Last year, retailers stepped into a very different space, particularly those who were providing us with the things we really needed. For a brand like Officeworks, gone was the impetus to tell people the brand plays a meaningful role, it just played it.

Officeworks represented familiarity and certainty – and the answer to many of our urgent problems. This Back to School campaign could have been a moment for the brand to celebrate that and continue to play that essential supporting role in getting the kids back to school.

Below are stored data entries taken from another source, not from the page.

PR #76, opened 2016-03-09
Embed NDT using scripts from ndt-project, but HTML from this repo.

nkinkade:
We don't want to maintain yet another implementation of a Websocket test to run NDT tests, yet we can't use the code in the [official NDT repo](https://github.com/ndt-project/ndt/tree/master/HTML5-frontend) out of the box because it is fairly specific to being used in the fakewww environment.  This PR makes the necessary changes to our website repository to make this happens, and hinges on a [number of other changes](https://github.com/ndt-project/ndt/pull/204) to the core NDT Websocket code.

This PR could be simplified by removing the added fonts and selecting some other ones that browsers will already have installed.

---
This change is [Review on Reviewable](https://reviewable.io/reviews/m-lab/m-lab.github.io/76)


_layouts/ndt-test.html
```diff
@@ -2,33 +2,95 @@
...
-  }
-};
-xhr.open("GET", mlabNsUrl, true);
-xhr.send();
-</script>
+    </style>
+    <![endif]-->
+    <script>
+        var ndtScriptPath = "{{ site.baseurl }}/ndt/HTML5-frontend/";
+        var CANV_GAUGE_FONTS_PATH = "../fonts/digital-7-mono";
```
mtlynch: Can we document what these variables are doing?

css/ndt-test.css
```diff
@@ -0,0 +1,337 @@
...
+
+
+/* Test */
+
+#test .locations {
+  width: 640px;
+  position: absolute;
+  left: 40px;
+  top: 400px;
+  /*color: white;*/
```
mtlynch: Can we delete this?

css/ndt-test.css
```diff
@@ -0,0 +1,337 @@
+@font-face {
```
mtlynch: It seems like we're inconsistent about how we're using blank lines. I don't have a preference either way, just as long as we're consistent.

css/ndt-test.css
```diff
@@ -0,0 +1,337 @@
...
+#results .view-selector {
+  position: absolute;
+  right: 40px;
+  top: 60px;
+  font-size: 18px;
+  line-height: 18px;
+}
+#results .view-selector .summary {
+  border-width: 2px 1px 2px 2px;
+  padding-right: 15px;
```
mtlynch: Should just be `padding`
https://google.github.io/styleguide/htmlcssguide.xml?showone=Shorthand_Properties#Shorthand_Properties

(ditto for 318-319, 326)

_layouts/ndt-test.html
```diff
@@ -2,33 +2,95 @@
...
+                    <p>
+                        <span class="number" id="upload-speed">0.00</span>
+                        <span class="units" id="upload-speed-units">mb/s</span>
+                    </p>
+                </div>
+                <div class="download result">
+                    <h3>Download speed</h3>
+                    <p>
+                        <span class="number" id="download-speed">0.00</span>
+                        <span class="units" id="download-speed-units">mb/s</span>
```
mtlynch: Should be Mb/s

mtlynch:
It looks like Travis is failing due to non-UTF-8 characters in the source.

css/ndt-test.css
nkinkade: I'm not sure that this should be reduced to shorthand. The declaration is only for right padding... he (Aaron) apparently didn't want top, left or bottom padding for some reason.  If I tried to make that into shorthand, I'd be overriding the inherited padding values for those other sides.

The same goes for 318-319, where trying something like "padding: 0 15px" would set the left and right padding to 15px, but would also set top padding to 0, which it wouldn't have otherwise been (probably).

If I'm incorrect, could you provide some examples of how to do this without wiping out inherited values for the other sides?

css/ndt-test.css
nkinkade: I think this should be fixed now with commit @75e3b5a.

ndt
```diff
@@ -0,0 +1 @@
+Subproject commit e4aa3380f3a2c76b75de5822f23a91d38ddc0ecf
```
mtlynch: Should be `0e5585173c566f50260a84e6976804a569bb36ea`

_layouts/ndt-test.html
```diff
@@ -2,33 +2,116 @@
...
+        // variable tells it where to look.
+        var CANV_GAUGE_FONTS_PATH = "../fonts/digital-7-mono";
+    </script>
+    <script src="{{ site.baseurl }}/ndt/HTML5-frontend/jquery-1.12.1.min.js"></script>
+    <script src="{{ site.baseurl }}/ndt/HTML5-frontend/gauge.min.js"></script>
+    <script src="{{ site.baseurl }}/ndt/HTML5-frontend/script.js"></script>
+    <script src="{{ site.baseurl }}/ndt/HTML5-frontend/ndt-browser-client.js"></script>
+    <script src="{{ site.baseurl }}/ndt/HTML5-frontend/ndt-wrapper.js"></script>
+    <script>
+        // Lookup a suitable NDT server using mlab-ns. The variable ndtServer is
```
mtlynch: (nit) Should be "Look up" since "lookup" is a noun.

_layouts/ndt-test.html
```diff
@@ -2,33 +2,116 @@
...
+        // used by script.js in the ndt submodule
+        var ndtServer;
+        var mlabNsService = 'https:' == location.protocol ? 'ndt_ssl' : 'ndt';
+        var mlabNsUrl = 'https://mlab-ns.appspot.com/';
+        $.ajax({
```
mtlynch: Is there a race condition here? What if the user tries to start the test before we have a result from mlab-ns?

_layouts/ndt-test.html
```diff
@@ -2,33 +2,116 @@
...
+    <script src="{{ site.baseurl }}/ndt/HTML5-frontend/gauge.min.js"></script>
+    <script src="{{ site.baseurl }}/ndt/HTML5-frontend/script.js"></script>
+    <script src="{{ site.baseurl }}/ndt/HTML5-frontend/ndt-browser-client.js"></script>
+    <script src="{{ site.baseurl }}/ndt/HTML5-frontend/ndt-wrapper.js"></script>
+    <script>
+        // Lookup a suitable NDT server using mlab-ns. The variable ndtServer is
+        // used by script.js in the ndt submodule
+        var ndtServer;
+        var mlabNsService = 'https:' == location.protocol ? 'ndt_ssl' : 'ndt';
+        var mlabNsUrl = 'https://mlab-ns.appspot.com/';
```
mtlynch: The globals on 31 and 32 seem to violate the rule against globals. https://google.github.io/styleguide/javascriptguide.xml?showone=Naming#Naming

_layouts/ndt-test.html
```diff
@@ -2,33 +2,116 @@
...
+        $.ajax({
+            url: mlabNsUrl + mlabNsService + '?format=json',
+            dataType: 'json',
+            async: false,
+            success: function(resp) {
+                console.log('Using NDT server: ' + resp.fqdn);
+                ndtServer = resp.fqdn;
+            },
+            error: function(resp) {
+                console.log('mlab-ns lookup failed.');
```
mtlynch: Can we log anything more specific?

css/ndt-test.css
```diff
@@ -0,0 +1,366 @@
...
+  font-family: "League Gothic";
+  src: url("../fonts/league-gothic/league_gothic.otf") format("opentype");
+}
+
+body * {
+  margin: 0;
+  padding: 0;
+}
+
+body {
```
mtlynch: Doesn't this make 6-9 redundant?

css/ndt-test.css
```diff
@@ -0,0 +1,366 @@
...
+  position: absolute;
+  right: 40px;
+  top: 60px;
+  font-size: 18px;
+  line-height: 18px;
+}
+
+#results .view-selector .summary {
+  border-width: 2px 1px 2px 2px;
+  padding-right: 15px;
```
mtlynch: >I'm not sure that this should be reduced to shorthand. The declaration is only for right padding... he (Aaron) apparently didn't want top, left or bottom padding for some reason. If I tried to make that into shorthand, I'd be overriding the inherited padding values for those other sides.

>The same goes for 318-319, where trying something like "padding: 0 15px" would set the left and right padding to 15px, but would also set top padding to 0, which it wouldn't have otherwise been (probably).

>If I'm incorrect, could you provide some examples of how to do this without wiping out inherited values for the other sides?

My guess is that the fact that we can't let particular attributes slip through is intentional by the guide. But the wording is vague enough ("whenever possible") that I'm not sure if it needs to be observed here and I don't want to spin on this.

_layouts/ndt-test.html
nkinkade: I don't think so.  To avoid this is why I've set "async: false" in the $.ajax() request. My understanding is that this should block the entire page until the call finishes.  I think the reason you are seeing that error is because the front-end code changes, but the ndt submodule was still pointing to the outdated generic-js branch of the m-lab/ndt repo.  I've updated the submodule and expect it to work after I push the commits to the PR in a minute.

_layouts/ndt-test.html
nkinkade: Issue address in @b2cc2da

_layouts/ndt-test.html
nkinkade: Addressed in @b2cc2da, I believe.

_layouts/ndt-test.html
nkinkade: Addressed in @b2cc2da.

css/ndt-test.css
nkinkade: I don't think so, since what goes in "body {" applies to the body itself, whereas what goes in "body * {" applies specifically to children of the body element. Though it could be that margin and padding are both inherited by all children anyway?

ndt
nkinkade: Addressed in @c2469d8

css/ndt-test.css
mtlynch: My understanding is that they inherit. Can we delete 6-9 and see if you get the same behavior? If so, leave deleted, otherwise keep.

_layouts/ndt-test.html
```diff
@@ -2,33 +2,120 @@
...
+    <script src="{{ site.baseurl }}/ndt/HTML5-frontend/gauge.min.js"></script>
+    <script src="{{ site.baseurl }}/ndt/HTML5-frontend/script.js"></script>
+    <script src="{{ site.baseurl }}/ndt/HTML5-frontend/ndt-browser-client.js"></script>
+    <script src="{{ site.baseurl }}/ndt/HTML5-frontend/ndt-wrapper.js"></script>
+    <script>
+        // Look up a suitable NDT server using mlab-ns. The global variable
+        // ndtServer is used by by the backend javascript to determine which
+        // server to test against.
+        var ndtServer;
+        setMlabServer();
```
mtlynch: Kind of confusing to call a function we haven't defined yet. Suggest making it an anonymous function:

```
(function() {
  var mlabNsService = 'https:' == location.protocol ? 'ndt_ssl' : 'ndt';
  var mlabNsUrl = 'https://mlab-ns.appspot.com/';
  ...
})();
```

Described here: http://esbueno.noahstokes.com/post/77292606977/self-executing-anonymous-functions-or-how-to-write

_layouts/ndt-test.html
```diff
@@ -2,33 +2,120 @@
...
+        function setMlabServer() {
+            var mlabNsService = 'https:' == location.protocol ? 'ndt_ssl' : 'ndt';
+            var mlabNsUrl = 'https://mlab-ns.appspot.com/';
+            $.ajax({
+                url: mlabNsUrl + mlabNsService + '?format=json',
+                dataType: 'json',
+                async: false,
```
mtlynch: > To avoid this is why I've set "async: false" in the $.ajax() request. My understanding is that this should block the entire page until the call finishes. 

Ah, can we add a comment above this line saying it's deliberately false so that the page doesn't load until we get the result from mlab-ns?

_layouts/ndt-test.html
```diff
@@ -2,33 +2,120 @@
...
+                success: function(resp) {
+                    console.log('Using NDT server: ' + resp.fqdn);
+                    ndtServer = resp.fqdn;
+                },
+                error: function(jqXHR, errStatus, errText) {
+                    console.log('mlab-ns lookup failed: ' + errStatus + errText);
```
mtlynch: Do we need a space between? Like `errStatus + ' ' + errText`?

mtlynch:
LGTM

nkinkade:
I added fixes for you final round of comments, Michael... the site builds fine on Travis and the deployment the gh-pages branch of my fork look good.  Going to merge.

Issue #74, opened 2016-03-09
Formatting on the test pages for links to data is incorrect


georgiamoon:
The bullets aren't showing in the Data section of some of the pages:

https://www.measurementlab.net/tools/ndt/
https://www.measurementlab.net/tools/npad/
https://www.measurementlab.net/tools/paris_traceroute/

example from NDT:
> Data collected by NDT is available…
> in raw format at https://storage.cloud.google.com/m-lab/ndt
> via an SQL interface (see https://github.com/m-lab/mlab-wikis/blob/master/BigQueryMLabDataset.md).
> Visualized in Public Data Explorer.
> Please cite this dataset as follows: The MLab NDT Dataset, <date range used>. http://measurementlab.net/tools/ndt

Overall, the formatting is a little easier to read on OONI Probe & Glasnost, but I'll wait to see the CSS changes that @shredtechular is working on before I file more issues :)

PR #79, opened 2016-03-11
Feature: Initial Setup of SASS capabilities & Data Pg Styles

shredtechular:
This PR contains the setup of moving towards SASS as well as some styles and components specifically related to the Data Pages styles.  Also, note that this PR is being made against the new-data-docs branch instead of master.

The changes for the data pages as well as any other pages can be viewed on my [forked site](http://shredtechular.github.io/m-lab.github.io/data/gcs/).

The ideology behind the structure of the SASS files that were used is below:

**Directory** - Description 
**base** - Includes boilerplate elements and typography styles 
**components** - Includes specific modules that are common to multiple pages
**helpers** - Includes helper functions, mixins, and variables 
**layouts** - Will contain the main sections of the layout, i.e - header, footer, body, etc. 
**pages** - Don't have anything here yet, but this directory is meant to contain any pages that may have abnormal styling for some reason that may go against common elements 

Further notes and clarifications:
- The main components that were put into a SASS format were lists, code syntax highlighting, and tables.  Left other elements and styles as is in the base.scss file which compiles those styles as is.  The goal is to all other styles into SASS, but for sake of biting off small pieces, this is where the refactor of the css begins.

- Some design decisions were made to simplify the css and provide consistent styling across the site.  For example, there were several different ways in which lists were showing across the site, as @georgiamoon pointed out in https://github.com/m-lab/m-lab.github.io/issues/74.  As she points out, there are pages on the current site that use lists of type disc, lists of type square, lists of type circle, and lists that don't have bullets at all.  This refactor begins to consolidate some of these styles and use them more consistently throughout the site.  For main content areas, I went with disc lists, unless one of the following occurs: (A) a nested list in which case the next level nesting will show circle type lists, or (B) lists contained within accordion content will also show as circle type lists.  We could conceivably treat ALL lists as type circle, unless specifically pointed out to be different within the markdown, but thought this was the best way to go to begin with.

- Another bigger design decision made was for the code syntax highlighting.  I saw some SASS being used in an early example/prototype, so incorporated some of the design elements into this refactor.  Most noticeably, areas where code syntax is being used, it will highlight the whole area to make it stand out a little bit more.  I am open to how this looks to folks and can alter or remove if folks don't like it.

- Stubbed out the variables.scss page however did not begin refactoring styles to use this just yet.  I think once further refactoring is in place, we will be able to take advantage of this more, but wanted to get an initial PR in to move the data pages styles forward.

- Added compression for when the SASS is compiled to CSS.

- During the refactor, there was one occurrence of a specific class that I removed from a markdown file as it was not needed if we are going for a more consistent representation of lists.

- Also during the refactor, there was one blog post that had code tags used, however, the syntax highlighting is not going to work well with this example due to the width of the code example, so created a no-highlight class so it is not affected.

---
This change is [Review on Reviewable](https://reviewable.io/reviews/m-lab/m-lab.github.io/79)


critzo:
LGTM @mtlynch @georgiamoon Perhaps you should also review this one?

mtlynch:
LGTM

Issue #75, opened 2016-03-09
Add Travis check for trailing whitespace


mtlynch:
We should add a Travis check to make sure that files in this repo do not have trailing whitespace (at the very least .md and .yml files).

This can either a simple grep for "\s+$" or can be a more thorough check using a Markdown linter (bonus points if we can smoothly integrate a markdown linter into Travis/git hooks, especially one that reflows lines to break at 80 columns)

mtlynch:
@shredtechular can you take this on after tackling the style issues?

shredtechular:
@mtlynch Absolutely, I can see what I can figure out that may help with that respect after the styling fixes are complete.

PR #80, opened 2016-03-12
Feature: Markdown Linter

shredtechular:
This PR integrates the markdown linter found [here](https://github.com/mivok/markdownlint).  It has several rules that can be configured based on our needs and how much we want to follow some of the markdown best practices they have rules around.  This is one solution around https://github.com/m-lab/m-lab.github.io/issues/75.

**Please note**, we should carefully consider adding this linter.  I don't want to create extra burden on authors trying to meet these markdown linting rules, but if the team feels it would be beneficial, then I think it's a good decision.  We can remove it if folks think it is too burdensome.  **If the only goal is to prevent whitespace**, then I have also put together a pre-commit git hook that can run locally as well as in Travis that may work better.  We could also configure this linter to **ONLY** fail if whitespace is found if desired.

**Regardless** if the linter is something we want, I think we could still work in this PR with some of the markdown fixes that were made.  We could just take out the linter if it is **NOT** wanted.

**Finally** if this linter is implemented, we will also need to run this on the new-data-docs branch eventually.  This PR was branched off of master, so doing the PR against that branch.

In order to implement this solution, the following actions were taken:

- [x] Updated the Gemfile to include the markdown linter gem

- [x] Setup a markdown linter configuration that disables and customizes a few rules to best work for our purposes in ``_test/markdown-linter-style.rb``.  Also updated Travis to be able to run the linter on the README file, the _posts directory, and the _pages directory.  These 3 commands could be simplified down to 1 command to work on the whole project, however, it did find issues in the submodule's README.  If we updated the submodule's README to pass the linting rules then we can change these commands.

- [x] Once the linter was in place, I also fixed a number of issues that it found in several markdown files.  These fixes included lots of whitespace at the ends of lines, removal of several consecutive bland lines, extra spaces when defining list items, one occurrence of an incorrect HR rule being defined, and actually it caught an unneeded div in the ndt tool page.

Here is what the linter errors look like either in Travis or the same can be done locally:
screen shot 2016-03-12 at 11 25 47 am

---
This change is [Review on Reviewable](https://reviewable.io/reviews/m-lab/m-lab.github.io/80)


.travis.yml
```diff
@@ -2,10 +2,14 @@ language: ruby
 rvm:
   - 2.2.3
 before_script:
+  # Markdown Linter using custom rule style file.
+  - mdl README.md --style _test/markdown-linter-style.rb
+  - mdl _posts --style _test/markdown-linter-style.rb
+  - mdl _pages --style _test/markdown-linter-style.rb
```
mtlynch: Can we just run this on everything in `./`?

_pages/tools/windrider.md
```diff
@@ -7,7 +7,7 @@ breadcrumb: tests
 
 # Windrider
 
-**Windrider has been decommissioned on 01/17/2013. The source code will be still available at the link provided below.**
+Windrider has been decommissioned on 01/17/2013. The source code will be still available at the link provided below.
```
mtlynch: Why are we changing the formatting here?

_test/markdown-linter-style.rb
```diff
@@ -0,0 +1,11 @@
...
+exclude_rule 'MD001'
+rule 'MD009', :br_spaces => 2
+exclude_rule 'MD013'
+exclude_rule 'MD022'
+exclude_rule 'MD026'
+rule 'MD029', :style => :ordered
+exclude_rule 'MD032'
+exclude_rule 'MD033'
+exclude_rule 'MD034'
+exclude_rule 'MD036'
```
mtlynch: Can we document what these rules are with comments?

_test/markdown-linter-style.rb
```diff
@@ -0,0 +1,11 @@
+all
```
mtlynch: Would prefer the pathname to be something like _config or _linter

README.md
```diff
@@ -1,20 +1,29 @@
 # [Measurement Lab](http://www.measurementlab.net/) Source Code
 
-This is the source code of the Measurement Lab website built using [Jekyll](http://jekyllrb.com) and utilizing [GitHub Pages](https://pages.github.com/) to publish and host the site.
+This is the source code of the Measurement Lab website built using
```
mtlynch: Why are we breaking lines at 80 columns in this file but not others?

.travis.yml
shredtechular: Per PR description, yes, we could simplify those 3 commands down to 1 command on ``./`` however, the linter did find issues in the m-lab observatory submodule's README. If we updated the submodule's README to pass the linting rules then we can change these commands.  I didn't see an easy way to just ignore that external submodule's directory, so that is why I opted for the 3 commands.

_pages/tools/windrider.md
shredtechular: Sorry, should've pointed this one out, good catch.

The linter identified having an entire paragraph bolded as an issue, stating it would be best practice to use a heading level instead of bolding an entire paragraph.  

I notice that on the /tools/pathload2/ page, it also has a similar "decomissioned" statement, but it is an h2.  Do you think it would be better to just change this to an h2 so it is consistent with the other pages where they have a decommissioned sentence?

README.md
shredtechular: OK, I can revert these changes.  I started down the path of doing that and decided if we wanted to go that route no reason to back those changes out, but I can do that.

_pages/tools/windrider.md
shredtechular: This has been reverted now.

_test/markdown-linter-style.rb
shredtechular: Comments added in https://github.com/shredtechular/m-lab.github.io/commit/5ac4e73b2716cce1f79a34e5219c6dbac4d91e6c

_test/markdown-linter-style.rb
shredtechular: Changed the pathname to be _linter instead of _test in https://github.com/shredtechular/m-lab.github.io/commit/5ac4e73b2716cce1f79a34e5219c6dbac4d91e6c

README.md
shredtechular: Reverted line reflowing in readme in https://github.com/shredtechular/m-lab.github.io/commit/1bd89ca17e269f20c670ec48ac9ad4090416561a

_linter/markdown-linter-style.rb
```diff
@@ -0,0 +1,33 @@
...
+all
+
+#  Rule Modifications
+#  --------------------------------
+## MD029 mod - tells linter not to fail if order list items don't start with 1
+rule 'MD029', :style => :ordered
+
+#  Exclude these rules
+#  --------------------------------
+## MD001 - Check that Header levels increment by one level at a time.
```
mtlynch: Can we reorganize this so that there's a list of rules we are excluding by design and then another list of rules we're excluding *for now* because our current content does not adhere to the rule? It looks like everything except for "line length" and "inline HTML" are rules we actually want to obey.

_linter/markdown-linter-style.rb
```diff
@@ -0,0 +1,33 @@
+#  Include all rules by default
+all
+
+#  Rule Modifications
+#  --------------------------------
+## MD029 mod - tells linter not to fail if order list items don't start with 1
```
mtlynch: This seems like a rule we'd want to follow. Do we have ordered lists that don't begin with 1?

.travis.yml
```diff
@@ -2,10 +2,14 @@ language: ruby
 rvm:
   - 2.2.3
 before_script:
+  # Markdown Linter using custom rule style file.
+  - mdl README.md --style _linter/markdown-linter-style.rb
+  - mdl _posts --style _linter/markdown-linter-style.rb
+  - mdl _pages --style _linter/markdown-linter-style.rb
```
mtlynch: > Per PR description, yes, we could simplify those 3 commands down to 1 command on ./ however, the linter did find issues in the m-lab observatory submodule's README. If we updated the submodule's README to pass the linting rules then we can change these commands. I didn't see an easy way to just ignore that external submodule's directory, so that is why I opted for the 3 commands.

Ah, bummer. Other two ideas:

1. Does `--git-recurse` recurse into git submodules? If not, then that would work.
1. Can we specify multiple targets per command (e.g. `mdl README.md _posts _pages --style _linter/markdown-linter-style.rb`)?

_linter/markdown-linter-style.rb
shredtechular: Maybe the comment isn't very clear here, was trying to think of a way to succinctly say it...

Basically, it tells the linter that it is okay to have ordered lists that increment, which seems like it should be the default, but the default for the linter is it is expecting each ordered list item to start with 1.  For example:

By default the linter expects ordered list items to be like below:

    1. Do this.
    1. Do that.
    1. Done.

However, we have list items like below that this configuration then allows::

    1. Do this.
    2. Do that.
    3. Done.

shredtechular: OK, I added a more descriptive comment now that hopefully explains this modification better.

_linter/markdown-linter-style.rb
shredtechular: Absolutely, I re-organized these rules according to by design and until content/code is re-worked.  I recommend we keep the "bare url" rule (MD034) as being excluded by default -- I don't really agree with that MD check in general and not sure if we would get it to work nicely with yml frontmatter if we ever wanted a URL in there.

Also, added issues for the rules we are temporarily (hopefully) excluding.

.travis.yml
shredtechular: Yes, your #2 suggestion worked perfectly!  Why didn't I think of that! :+1: 

Fixed in https://github.com/shredtechular/m-lab.github.io/commit/b2d5335c3e6d0e473081d9356bbf12d902864e45

_linter/markdown-linter-style.rb
```diff
@@ -0,0 +1,41 @@
+#  Include all rules by default
+all
+
+#  Rule Modifications
+#  ----------------------------------------------------------------------------
+## MD029 - tells linter to allow ordered lists that will increment by 1.  By 
+## default (w/o modification) the linter doesn't accept lists structured like:
+## 1. List item #1
+## 2. List item #2
+## 3. List item #3
```
mtlynch: Ah, I get it. I actually prefer the 

```
1.
1.
1.
```

style because you don't have to manually re-number when you delete items, but I think this might be a controversial position on the team, so I'm fine with leaving this as is for now.

_linter/markdown-linter-style.rb
```diff
@@ -0,0 +1,41 @@
...
+rule 'MD029', :style => :ordered
+
+
+#  Exclude these rules by design
```
mtlynch: Suggest expanding a bit more like, "Exclude the following linter rules that conflict with the team's Markdown writing preferences."

mtlynch:
One request for comment clarification but LGTM

_linter/markdown-linter-style.rb
shredtechular: Sounds good to me.

Fixed in https://github.com/m-lab/m-lab.github.io/pull/80/commits/8324b1f7179a8ed42d03876bdf31b80080af28d8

Officeworks does Back to School brilliantly, they’ll even take your list and fill it for you. But, unhappily, this feels like it could have been a Back to School message for any other year, ignoring the cultural context we have just lived through and continue to navigate.

The tired old gender stereotypes in the executions is both clear and out of brand character. Officeworks at its best has been about diversity and has a history of using diverse talent.

The result of not staying true to this has meant understandable backlash for the brand and is another lesson to us all in the importance of viewing the work critically, through the eyes of the audience that will be exposed to it.”

Rating: 4/10

Brand: Subway
Campaign:
Subway Challenge
Agency: Publicis
The verdict: Navigating tricky competition

Madigan says:

“There is no doubt that the Subway brand has been on a downward trajectory since the dizzy heights of the 2000 campaign, which introduced Jared Fogel as the guy who lost 300 pounds by eating Subway.

The increased competition of other players in the market as well as the 2018 conviction of the same Jared Fogel for child porn didn’t help, nor did the ruling last year by an Irish judge who said the sugar content of Subway rolls is too high to be considered bread and should be classified as confectionary.

But I do like this spot, if for no other reason than it doesn’t look like other ads.

There’s very little appetite appeal which is slightly odd for a ‘fresh’ food brand, but it is a fresh-looking ad, and even though I didn’t know who the hell Julian Dennison was, my 15-year-old did and he’s probably closer to the target market than me.”

Rating: 7/10

Witts says: 

“Subway is the black sheep of fast food. Not able to blend into the flock, lest the brand forfeit its health(ier) credentials, yet needing to occupy the same consumption occasion.

With the boom in wellness and a younger audience who are more health conscious, Subway doesn’t quite hold up to scrutiny for a customer in search of a healthy lunch. But as an acceptable fast option, it wants to be seen as better than most.

There has been something of a renaissance of nostalgia brands, like Levi’s, using its heritage themes to tap into a younger audience. By heroing freshness and bringing back the old line, Subway makes sense strategically in an effort to lure new customers through the store. But one misstep: the execution steals so successfully from the tropes of fast food that I forget to think fresh.”